Sus piernas, débiles y cansadas por horas de espera, finalmente cedieron, y Aitana se dejó caer sobre los fríos escalones de piedra. Su mente se negaba a procesar lo que acababa de suceder. Todo lo que había construido, toda la ilusión de una vida compartida, se había desmoronado en cuestión de minutos. Nicolás no solo la había abandonado esa noche, sino que también había terminado con su matrimonio de la manera más despiadada. Y lo más cruel de todo era que no sabía nada sobre el hijo que esperaba.

Justo cuando el frío comenzaba a apoderarse de su cuerpo, Aitana escuchó el rugido de varios motores acercándose. Levantó la vista y, a través del velo de lluvia, distinguió una fila de vehículos negros que avanzaban hacia la mansión. Los autos se detuvieron bruscamente frente a ella, sus luces iluminando la oscura fachada de la casa y sus llantas levantando una nube de agua en el aire. Aitana, aturdida y sin comprender lo que sucedía, se quedó quieta mientras la puerta del primer auto se abría.

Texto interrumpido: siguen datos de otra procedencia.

PR #968, opened 2022-01-15
Fix building rules_foreign_cc targets in Bazel.

PiotrSikora:

### DIFF
--- a/bazel/emscripten_toolchain/env.sh
+++ b/bazel/emscripten_toolchain/env.sh
@@ -1,5 +1,5 @@
 #!/bin/bash
 
-export ROOT_DIR=`(pwd -P)`
+export ROOT_DIR=${EXT_BUILD_ROOT:-$(pwd -P)}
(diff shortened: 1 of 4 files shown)


bazel/emscripten_toolchain/env.sh
```diff
@@ -1,5 +1,5 @@
 #!/bin/bash
 
-export ROOT_DIR=`(pwd -P)`
+export ROOT_DIR=${EXT_BUILD_ROOT:-`pwd -P`}
```
sbc100, line 3: Maybe switch to `$(pwd -P)`  synctax to match the changes above?

PiotrSikora: Done.

walkingeyerobot (approved):

PiotrSikora:
I've just noticed that there are also `.bat` versions of those scripts. Could someone with access to Windows machine make the corresponding changes to them? Thanks!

Un hombre alto, de cabello canoso y porte imponente, se bajó del vehículo. Llevaba un traje oscuro, impecablemente planchado, y un paraguas negro que abrió con destreza. Al acercarse, sus ojos grises y severos se suavizaron al reconocerla. Era un rostro conocido para ella, pero no podía recordar de dónde.

—Señorita Ferrer —dijo con una voz profunda, haciendo una leve reverencia—. Debe acompañarnos, por favor. Es importante.

Aitana, desconcertada y sin fuerzas para resistirse, asintió débilmente. "¿Nicolás?", pensó. Quizás había cambiado de opinión. Quizás había enviado a estas personas para llevarla con él, para explicarle lo que había sucedido, para disculparse. Esa idea la mantenía en pie mientras el mayordomo la ayudaba a levantarse con cuidado.

La lluvia seguía cayendo en cascada cuando Aitana fue escoltada hacia el interior del vehículo principal. Desde su asiento, pudo ver cómo los otros hombres, vestidos igualmente de negro, bajaban cajas y paquetes envueltos en cintas doradas de los maleteros de los autos. ¿Regalos? No podía entender lo que estaba pasando, pero la fatiga y el shock la llevaron a cerrar los ojos mientras el auto comenzaba a moverse.

El trayecto fue largo. Aitana apenas podía mantenerse consciente, agotada por las emociones que la habían consumido esa noche. Cuando finalmente abrieron las puertas del auto y la ayudaron a salir, se encontró ante una mansión aún más grande y majestuosa que la de Nicolás. Los jardines eran extensos y perfectamente cuidados, y la entrada principal estaba iluminada por candelabros dorados que parecían sacados de un palacio.

Al cruzar las enormes puertas de roble, un cálido resplandor la envolvió. El interior de la mansión era opulento, con mármoles blancos y columnas imponentes que sostenían el techo abovedado. En el vestíbulo, un grupo de personas la esperaba en silencio, todos vestidos con elegancia y seriedad. El mismo mayordomo que la había recogido en la mansión Valverde se adelantó y se dirigió hacia una figura en el centro del grupo.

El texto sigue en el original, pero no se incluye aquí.